O Noroeste ocupa 821 hectares, sendo que a área a ser construída será de apenas 28,6% do total. Serão aproximadamente 15 mil imóveis ofertados pelas empresas que começam a disponibilizar as unidades. A previsão é de que, ao final das obras, o Noroeste comporte cerca de 40 mil moradores em 20 quadras comerciais e 220 blocos. Por ser o último setor disponível no Plano Piloto, os imóveis se valorizaram muito e agora o bairro tem o metro quadrado mais caro do DF. Porém, esse fator não impediu o sucesso de vendas dos principais empreendimentos lançados no bairro.

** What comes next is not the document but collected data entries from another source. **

PR #601, opened 2024-06-26
Harmony 1791 -  filter the jobs on the /admin/workflow-ui to only those for requests for collections for a given provider

vinnyinverso:
## Jira Issue ID
HARMONY-1791

## Description
Adds a provider id column for jobs, that is searchable via the Workflow UI.

## Local Test Steps
Submit some jobs for collections that have different providers. Or change values in the provider_id column manually to simulate different providers. Search for these jobs in the admin Workflow UI (/admin/workflow-ui) using `prov: provider_id` syntax and verify that the filtering is working as expected. (Adding multiple prov constraints performs an OR, _not_ AND.)

Screenshot 2024-06-26 at 1 34 20 PM

## PR Acceptance Checklist
* [x] Acceptance criteria met


services/harmony/app/frontends/workflow-ui.ts
```diff
@@ -261,6 +271,12 @@ function tableQueryToJobQuery(tableQuery: TableQuery, isAdmin: boolean, user: st
       in: tableQuery.allowUsers,
     };
   }
+  if (tableQuery.providerValues.length) {
```
indiejames, line 274: nit: For consistency maybe change this to `if (tableQuery.providerValues.length > 0)` since you use that style in `data-operation.ts` below.

indiejames (approved):
Works for me. Just one small style comment. I do think it would be nice to implement autocomplete for the provider IDs in the UI, though that can be a separate ticket if we decide to do it.

services/harmony/app/frontends/workflow-ui.ts
vinnyinverso: Good point.

ygliuvt:
Why is this filter only applicable in `admin/workflow-ui`? why not `workflow-ui`?

ygliuvt (approved):
Tested successfully locally.

vinnyinverso:
@ygliuvt - good question. I think the rationale is that for a normal user, they only see their own jobs, and probably don't care much about provider ids.

PR #603, opened 2024-07-03
HARMONY-1806: Update error logging when handling STAC parsing exception.

ygliuvt:
## Jira Issue ID
HARMONY-1806

## Description
Update error logging when handling STAC parsing exception.

## Local Test Steps
Submit a harmony request that will cause STAC parsing exception (due to a bug in l2ss-py) and verify that Harmony logs the stacktrace properly in the log. e.g. 
http://localhost:3000/C1261072645-POCLOUD/ogc-api-coverages/1.0.0/collections/all/coverage/rangeset?forceAsync=true&subset=lat(34.84931%3A35.83342)&subset=lon(-125.57812%3A-124.73438)&subset=time(%222023-11-15T18%3A00%3A00%2B00%3A00%22%3A%222023-11-18T07%3A00%3A00%2B00%3A00%22)&skipPreview=true&concatenate=true

## PR Acceptance Checklist
* [x] Acceptance criteria met

### DIFF
--- a/services/harmony/app/backends/workflow-orchestration/work-item-updates.ts
+++ b/services/harmony/app/backends/workflow-orchestration/work-item-updates.ts
@@ -564,13 +564,14 @@ export async function preprocessWorkItem(
     durationMs = new Date().getTime() - resultStartTime;
     logger.debug('timing.HWIUWJI.getResultItemSize.end', { durationMs });
   } catch (e) {
-    errorMessage = 'Could not get result item file size from output STAC';
+    if (catalogItems) {
+      errorMessage = 'Cannot get result item file size from output STAC';
+    } else {
+      errorMessage = 'Cannot parse STAC catalog output from service';
+    }
+
     logger.error(errorMessage);
-    logger.error('Caught exception:', {
-      message: e.message,
-      name: e.name,
-      stack: e.stack,
-    });
+    logger.error(`Caught exception: ${e.message}`, { name: e.name, stack: e.stack });
     status = WorkItemStatus.FAILED;
   }
   const result: WorkItemPreprocessInfo = {
--- a/services/harmony/app/backends/workflow-orchestration/work-item-updates.ts
+++ b/services/harmony/app/backends/workflow-orchestration/work-item-updates.ts
@@ -564,9 +564,13 @@ export async function preprocessWorkItem(
     durationMs = new Date().getTime() - resultStartTime;
     logger.debug('timing.HWIUWJI.getResultItemSize.end', { durationMs });
   } catch (e) {
-    errorMessage = 'Could not get result item file size';
+    errorMessage = 'Could not get result item file size from output STAC';
     logger.error(errorMessage);
-    logger.error(e);
+    logger.error('Caught exception:', {
+      message: e.message,
+      name: e.name,
+      stack: e.stack,
+    });
     status = WorkItemStatus.FAILED;
   }
   const result: WorkItemPreprocessInfo = {


services/harmony/app/backends/workflow-orchestration/work-item-updates.ts
```diff
@@ -564,9 +564,13 @@ export async function preprocessWorkItem(
     durationMs = new Date().getTime() - resultStartTime;
     logger.debug('timing.HWIUWJI.getResultItemSize.end', { durationMs });
   } catch (e) {
-    errorMessage = 'Could not get result item file size';
+    errorMessage = 'Could not get result item file size from output STAC';
```
ygliuvt, line 567: Couldn't come up with a better error message.

indiejames: I think maybe something like `Service ${service} failed to produce usable output` might work better for end users.

indiejames (commented):
Testling locally, but I think we should update the error message.

services/harmony/app/backends/workflow-orchestration/work-item-updates.ts
ygliuvt: Agree the message with service name is better, but the `service` is not available in this function and I am not sure if it is worth it to somehow get the service name in this function for logging only.

services/harmony/app/backends/workflow-orchestration/work-item-updates.ts
```diff
@@ -564,9 +564,13 @@ export async function preprocessWorkItem(
...
     logger.error(errorMessage);
-    logger.error(e);
+    logger.error('Caught exception:', {
+      message: e.message,
```
chris-durbin, line 570: With JSON logging and cloud metrics they can't have a field called message so it will likely break parsing or get converted to something else. Is there something that was missing with the call to just `logger.error(e)`? I thought that should be showing the stack trace.

chris-durbin: Maybe `Caught exception: ${e.message}\`, {name: e.name, stack: e.stack}`

services/harmony/app/backends/workflow-orchestration/work-item-updates.ts
chris-durbin: Is there a way we can have different messages for different issues? For this particular one I think I'd say something like "Cannot parse STAC catalog output from service." and expect it would get thrown from trying to read the catalog and not a call to get the file size.

services/harmony/app/backends/workflow-orchestration/work-item-updates.ts
ygliuvt: You just raised a great point and pointed out the real cause of this ticket. There is no exception logged in Cloud Metrics is not because the exception is not logged by Harmony. It is actually caused by Cloud Metrics not able to handle the logging with message!

chris-durbin (commented):
I tested this successfully locally and see the error is set appropriately in the job status error field - make sure we come to an agreement on the message before merging.

services/harmony/app/backends/workflow-orchestration/work-item-updates.ts
ygliuvt: Done.

indiejames (approved):
Working for me

chris-durbin (approved):

PR #609, opened 2024-07-26
Harmony 1613 - Ensure user is sent to page 1 whenever filters are applied

vinnyinverso:
## Jira Issue ID
HARMONY-1613

## Description
This fixes an issue where a user applies filters in the Workflow UI and then ends up on a page with unexpected results because the page number was maintained. E.g. you may be on page 5 (with three rows of jobs), you add a filter and click the apply button, and the server returns page 5 again, but this time with no results on it. 

What should happen is that they are sent to page 1 instead. (This is the expected behavior according to @chris-durbin.)

## Local Test Steps
Verify that when a user clicks the "submit" button on the Workflow UI, they should be sent to the first page. 

## PR Acceptance Checklist
* [x] Acceptance criteria met

### DIFF
--- a/services/harmony/app/views/workflow-ui/job/index.mustache.html
+++ b/services/harmony/app/views/workflow-ui/job/index.mustache.html
@@ -59,7 +59,8 @@
             <div class="col-2">
                 <form id="work-items-query-form" action="./{{job.jobID}}" method="get" class="pt-2">
                     <input type="hidden" name="jobID" value="{{job.jobID}}" />
-                    <input type="hidden" name="page" value="{{page}}" />
+                    <input type="hidden" name="currentPage" value="{{page}}" />
+                    <input type="hidden" name="page" value="1" />
                     {{> workflow-ui/date-time-picker}}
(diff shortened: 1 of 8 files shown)


indiejames (commented):
Looks good and I tested it locally successfully, but is there any way to add a test for this?

vinnyinverso:
There are already tests for paging (making sure the page parameter is accepted and handled appropriately) and we don't currently have full end-to-end testing that could simulate the button click and form submission, so I couldn't think of anything to add. 

I could add a test that inspects that `<input type="hidden" name="page" value="1" />` is returned. Do you think that'd be useful?

indiejames:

O presidente da Cooperativa Habitacional dos Servidores do Senado Federal (Coopersefe), José Afonso Jácomo do Couto, acredita que, além do fator da falta de terreno, a valorização só foi possível por causa do investimento das empresas no setor e da facilidade de crédito. "O Noroeste oferece muitas oportunidades, tanto para as empresas quanto para os trabalhadores, que terão mais postos de emprego no setor da construção civil. Isso movimenta toda a economia da cidade", diz.
Em respeito ao meio ambiente e com destaque para a segurança, na maioria dos edifícios parte da energia consumida pelos moradores será proveniente da energia solar, que irá colaborar com o aproveitamento dos recursos naturais e captação de água para irrigação.